A Comforting Presence in a Dark Time: Helping Seniors Cope with the Loss of a Spouse
Profoundly painful. Disorienting. Emotionally devastating. Those are just some of the ways elderly people describe what it’s like to lose a spouse. Helping a senior cope with such a loss can be extraordinarily difficult. For those who have never had the experience, it’s impossible to appreciate how different losing a spouse is from losing a parent, a sibling or close friend. The bereaved person may experience confusion, indecision, or a total lack of motivation. Suddenly bereft of a helpmate and lifetime partner, they need help but may not know how to ask for it. So what can you do?
One of the greatest kindnesses you can perform is to listen. Listen unconditionally and with empathy. Sometimes, encouraging a grieving individual just to talk about their spouse and letting them know you’re there to listen can be therapeutic. Simply allowing a loved one to share thoughts or vent pent-up emotions can be a valuable service. But it does require patience and a sense of restraint. Saying “I know how you feel” can come across as a shallow, patronizing statement if you truly don’t know.
Part of being a good, patient listener is allowing a bereaved senior to grieve freely. They may exhibit depression, remorse, resignation, and a host of other feelings (perhaps even contradictory ones) that may be overwhelming, even startling. Try to remember that this is an important part of the healing process, a sharing of feelings that can make the difference between a debilitating emotional decline and a glimmer of light that brings a little relief and a sense of hope.
Coping with grief often makes it difficult for seniors to perform day-to-day tasks such as paying bills or taking medication. Children can be particularly helpful by supporting a parent in these mundane-yet-important tasks, freeing them to deal with their grief without the extra burden of personal responsibility. Seniors in mourning often find it difficult to stay organized. You can help by offering to help plan a schedule or drive them to appointments.

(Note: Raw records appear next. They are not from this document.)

Issue #84, opened 2022-01-05
How to deal with related web concepts (<audio> element, WebRTC, MediaCapture)


orottier:
As mentioned in #82:

To be fair I'm struggling a bit with the 'boundaries' of the Web Audio API also in other cases. For #77 I was playing around with microphone input and playback and realized I needed to have something like https://developer.mozilla.org/en-US/docs/Web/API/MediaRecorder

There are a few conflicting goals:
- stay as close as possible to the spec (as that is the unique selling point of this project, provide the comfort of not learning a new API when coming from a web background)
- leverage all the power of rust (no nullables, no exceptions, use ownership etc)
- create a small library (it's a lot of work already in its current state), versus:
- include related APIs (https://w3c.github.io/mediacapture-main/ https://w3c.github.io/webrtc-pc/ https://html.spec.whatwg.org/multipage/media.html#the-audio-element )
- or include include a few intefaces acting as building blocks (the `MediaStream` trait)

I will create a separate issue for this. It's probably best to steer away from names such as `MediaStream` and `MediaElement` because as you pointed out these are different from the w3c specs. I do think we should include them in the library because you would need them in many applications anyway

_Originally posted by @orottier in https://github.com/orottier/web-audio-api-rs/pull/82#discussion_r778097042_

orottier:
I have added this to the v1.0 checklist. We don't need to have an allround solution but we do need to put some thought in keeping/renaming/dropping the MediaStream trait, the MediaElement en the Microphone input

b-ma:
I think a quite clean tradeoff could be:

Keep the `Microphone`, `MediaElement` and `MediaStream` (with eventual renaming: `AudioPlayer` ? `AudioElement` ? `WebAudioStream` ?)

- I really think that the `Microphone` and `MediaElement` are really nice to have at hand without having to install another lib and write manually all the pipes and interfaces for most usage. And if I understand well if one needs to go beyond these helpers, the `MediaStream` trait makes it possible.

- As all these abstraction are in the `media` namespace (I still think `extra` would be more clear but that's really not a big deal), this is really simple to document and explain that they are provided to be helpful but actually belong to other Web Specs and do not aim at implementing all the features from these specs. 

- If someone wants to implement one of these APIs with all their features, the interface between the two libs seems possible thanks to the `MediaStream` trait, so that's really nice

[...]

PR #106, opened 2022-01-28
Attempt to harmonize AudioScheduledSource and make Scheduler and Controller private

b-ma:
Hey, 

This is a work in progress, mostly working (but the "mostly" seems unfortunately quite important there...).

I managed to: 
- mark the `Scheduler` and `Controller` as `pub(crate)` 
- make `ConstantSource`, `Oscillator` and `AudioBufferSourceNode` derive `AudioScheduledSourceNode`

On these points, I have the impression the solution is pretty much where we wanted to go.

But I can't figure out how to deal with `media::MediaElement`. My idea was to port every scheduling/control methods inside the MediaElement, in such way that `MediaStreamRenderer` does not rely anymore on a shared `scheduler` (which seems to work well for the microphone), and that `scheduler` and `controller` are just implementation details of the `MediaElement`. The user code would end up to something like that:

```rs
// examples/media_element.rs
use web_audio_api::context::{AudioContext, BaseAudioContext};
use web_audio_api::media::{MediaDecoder, MediaElement};
use web_audio_api::node::{AudioNode, MediaElementAudioSourceNode, MediaElementAudioSourceOptions};

fn main() {
    env_logger::init();

    // construct the decoder
    let file = std::fs::File::open("samples/major-scale.ogg").unwrap();
    let stream = MediaDecoder::try_new(file).unwrap();
    // Wrap in a `MediaElement` so buffering/decoding does not take place on the render thread
    let media_element = MediaElement::new(stream);

    // pipe media_element in the WebAudio graph

    let node = MediaElementAudioSourceNode::new(&context, MediaElementAudioSourceOptions {
        media_element
    });
    node.connect(&context.destination());

    // play media
    media_element.start();

    // enjoy listening
    std::thread::sleep(std::time::Duration::from_secs(4));
}
```

Which I think is quite clean and more compliant from an API perspective, but of course creates an ownership issue that I don't see how to approach

```
  --> examples/media_element.rs:23:5
   |
12 |     let media_element = MediaElement::new(stream);
   |         ------------- move occurs because `media_element` has type `MediaElement`, which does not implement the `Copy` trait
...
18 |         media_element
   |         ------------- value moved here
...
23 |     media_element.start();
   |     ^^^^^^^^^^^^^^^^^^^^^ value borrowed here after move
```

Would be best if could have an eye on that, before continuing (or dropping it...)

_Disclaimer_ the projet is in a really dirty state for now, with things commented to isolate the problem or waiting to be completely removed.


orottier:
Yeah I see. The way it works now is that the node takes ownership over the media element and the node will delegate start/stop to the stream internally.

It's definitely possible to stick to the spec better and make your example code compile. The solution would be a bit similar to ConcreteBaseAudioContext + Inner. Create an Arc on the inside that allows for shared ownership. Then you can say something like `MediaElementAudioSourceNode::new(&context, &media_element)` and the ownership problem does not occur. In that `new` function, you clone the `Arc` so you no longer need the borrow of the media_element.

I can whip something up if you would appreciate it. I think your proposal is better than the current impl

b-ma:
Ah thanks, I see the idea I think ! I will try do it, seems like a good exercise (and I tell you if I miserably fail :)

b-ma:
Hey, I've managed to make the `MediaElement` working.

Two notes, that are quite important however:
- with current implementation of the Iterator, if the `MediaElement` is passed twice to an  `MediaElementAudioSourceNode`, the file will be played at speed * 2. As a hot fix, I basically added a `panic!` if the `MediaElement` is cloned more that once. This should probably be reviewed, but I'm sure if or how we could achieve something more robust with the current `MediaStream`?
- I also commented `(set_)loop_start` and `(set_)loop_end` in the `MediaElement`, because 1. it is not really part of the MediaElement spec, and it will make any further refactoring / improvement much more complicated, and 2. I think the most important thing to do first would be to keep in memory only small subset of the input stream with a 1 or 2 sec fixed lookahead, instead of the whole file as seems to be done actually. Maybe after that, we could eventually reintroduce the looping point, what do you think?

Let me know what you think of these changes, then I can continue with the renaming discussed in #84 (or in another PR, as you prefer)

b-ma:
I just forgot this one for a while, would be nice if you could have a look!

src/lib.rs
```diff
@@ -135,6 +129,11 @@ impl AtomicF64 {
             .swap(u64::from_ne_bytes(v.to_ne_bytes()), Ordering::SeqCst);
         f64::from_ne_bytes(prev.to_ne_bytes())
     }
+
+    pub fn fetch_add(&self, v: f64) -> f64 {
```
orottier, line 133: This one is a bit dangerous. It's a method that suggests to be thread safe but actually isn't!
In practise this is not an issue because only the render thread (a single thread) will call methods that update the value. The control thread (possibly multi-threaded) only reads the value, which is then safe.
In any case I suggest we start using  https://crates.io/crates/atomic_float

orottier:
Sorry for my delayed response. The work on the `AudioScheduledSourceNode` is great and we should merge ASAP.
However, I realized a few drawbacks in the way we model the media element now. I need some more time to put it in writing so check back later today please! Your implementation is totally sound and safe btw, kudo's for proper usage of Arc, Mutex and friends :)

b-ma:
Cool, nice that you can have a look and take over, I was kind of stuck at this point :)

orottier:
I was drafting a commit so we could merge the work on `AudioScheduledSourceNode` and leave the discussion on the workings of the `MediaElement` in a separate PR. But it is taking more time than expected so I will leave my concerns here already so you have some time to think about it.

With this PR the media element can be used how people would expect it. The following pattern is now possible:
```
// create context
// create media element
{
    // create MediaElementAudioSourceNode
    // connect to DestinationNode
    // start now and play for 1 second
}
// sleep for 1 second so previous node goes out of scope
{
    // create MediaElementAudioSourceNode
    // connect to DestinationNode
    // start at ts=3 and play for 1 second
}
```

With this script, you would expect to hear the first second of the media element output, and the output from t=3 to 4.
But this exposes the big lie of our MediaElement. There is no progression of time when it is not polled by the AudioGraph.
This means the output from t = 3 to 4 is actually the output of t = 1 to 2. And what if you would `suspend` the audio context in the meantime?
You had already noticed this of course, the progression of time is doubled when there are two MediaElementAudioSourceNode present and pulling audio from the MediaElement

In a webbrowser there is no issue of course. All AudioContexts and MediaElements are glued together by a single DOM which has a guaranteed progression of time. In our situation, that is not possible.
This means that the previous implementation, where the MediaElement is absorbed into the MediaElementAudioSourceNode, is more fair to the user because it guarantees progression of time and it makes sure you cannot run into unexpected situations. Because ownership is taken, you cannot add a media element twice and double speed progression is also prevented.

Now this precisely shows how our model breaks down when we run into the boundaries of the API. Both implementations have pro's and cons. Let's think about it some more.

Taking a step back, what are we trying to achieve with all the different nodes:
**AudioBufferSourceNode** nice and simple, advanced playback controls. Load the buffer up front, loop, seek, playback as you want
**implement AudioProcessor yourself** full control over audio output. For experts only
**MediaStream node**: Iterator of `AudioBuffer` that runs on the render thread. This is useful for web-rtc style applications
**MediaElement node**:  Iterator of `AudioBuffer` that buffers from the control thread. It allows looping and pausing. Useful if you want to play (looping) music from a network source for example.

Maybe the use case for MediaElement is too weak now? Especially since the buffering implementation is very dumb. We could leave it out for now and focus on other things? Or leave it in the previous implement and document the shortcomings?

b-ma:
Yup I think you accurately summarised the problem(s) here... I really agree with you that we need to think more about it and have more input / feedback before continuing on this.

To add my 2 cents to the discussion, my impression is that 99.9% of the `MediaElementSourceNode` use cases are simple audio players that play files one by one with visual feedback (e.g. VU Meter, spectrum using `AnalyserNode`), eventually apply some filters for equalisation, and even more eventually add some reverb.

I would personally advocate to keep this version compared to the previous one (ok I'm biased :), but), I think despite its issues (which should of course be properly documented) that's the more "future-safe" tradeoff: 
- It allows to hide some of the internal we want to hide (e.g. `scheduler` and `controller`)
- It doesn't add non-spec methods to the nodes that we would be stuck with after the fact (i.e. implement `AudioScheduledSourceNode` on `MediaElementAudioSourceNode`)
- the API goes to the right direction even if not completely finished / satisfying
- I'm really not sure we can have all this with the previous version of the `MediaElement`

Maybe we could even consider hiding all the boundaries stuff behind a `nightly` or `experimental` flag for v1. That would definitely claim it is something we had a look and aim at supporting but still a work-in-progress, so people can use it and give us feedback but they know it is unstable and will need a bit of maintenance.

Side notes: 
- as a first next step on the `MediaElement`, I think the buffering issue should be the most important thing to do to make it at least usable in real world use cases (i.e. very long files)
- I will also try to dig a bit more on how all this behaves in JS, that's really not a part of the API I use and know very well.

orottier:
Thanks for sharing your point of view.
I decided to rip the bandaid of and drop the MediaElement and MediaElementSourceNode for now. To be continued in #120 (will update it with more info) after the v1 release.
I will do a final pass over this PR tomorrow and then we can safely merge this!

b-ma:
Haha, quite radical but that works indeed :)

Just a final consideration then, to complete the discussion on the `MediaStreamAudioSourceNode` side:

> MediaStream node: Iterator of AudioBuffer that runs on the render thread. 
> MediaElement node: Iterator of AudioBuffer that buffers from the control thread.

Not sure this distinction is the right one actually: it's can be true indeed if the input is a microphone stream, but if the stream is a WebRTC audio stream from the network I'm not sure it can be describe the problem that way anymore. 

I just found this page of examples which is quite interesting here I guess [https://dvcs.w3.org/hg/audio/raw-file/tip/webaudio/webrtc-integration.html](https://dvcs.w3.org/hg/audio/raw-file/tip/webaudio/webrtc-integration.html)

orottier:
Cool link, thanks. Maybe I was not wording it careful enough.

Both the MediaStream node and the MediaElement node are polled on the render thread. The MediaElement however features an internal buffer that is filled by a dedicated decoding thread and it will raise an error when the decoding is slower than the playback. The MediaStream node has no buffer so you will have to write your own wrapper to prevent catastrophic delays. 

A webRTC wrapper (or any audio feed that involves IO) would look a lot like the Microphone setup. Spawn a realtime thread to perform the IO polling and ship the audio buffers via a channel to the `WebRTC` object. The `WebRTC` object can implement the MediaStream trait so it can be passed to the audio context and the object will perform its own buffering/stretching/delaying of samples when the two realtime threads move out of sync.

I realize this makes a lot of sense in my head but perhaps not for others. In style with #77 I could write an example that spawns an UDP connection between two hosts so you can make a WebRTC-style call? Would that help to move the discussion forward?

b-ma:
> I realize this makes a lot of sense in my head but perhaps not for others. In style with https://github.com/orottier/web-audio-api-rs/issues/77 I could write an example that spawns an UDP connection between two hosts so you can make a WebRTC-style call? Would that help to move the discussion forward?

If it's clear for you, then that's perfect! And in any case, yes an example of this kind would be super nice

b-ma:
cool !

Maintaining a physical presence can be important because bereavement may produce powerful emotional responses at unpredictable times. Something may trigger a memory that produces a sudden crying spell or proves temporarily incapacitating. Having a loved one nearby who can do the driving, clean the house or wash dishes is not only emotionally supportive but can help prevent injury at a time when your parent or relative may be distracted and inattentive.
Time to downsize?
For seniors who suddenly find themselves alone, taking care of a house as well as themselves can be daunting. There are belongings to go through, legal matters to attend to, and more. The stress of keeping things clean and organized may become too much. If this is the case, it might be time to consider downsizing to a smaller home, where your parent would have far less they are responsible for. To keep the process manageable, Angie’s List suggests creating (and sticking to) a moving schedule, decluttering and getting rid of items no longer needed, and starting small by packing closets first.
For certain seniors, an assisted living facility may be a better option. Here, your parent would receive physical assistance, emotional support, and social stimulation every day. It can be a difficult matter to bring up, especially for someone who’s used to being independent, but the benefits of assisted living can truly make a difference for an elderly person dealing with loneliness and depression for the first time. Many facilities offer temporary stays, during which individuals can get a feel for whether assisted living is for them.
Losing a spouse and lifetime companion is an inevitability for which no one is ever really prepared. Those who suffer such a loss may have needs they themselves don’t understand. Relatives and friends can provide a comforting presence just by being near, lending a loving ear or offering a helping hand.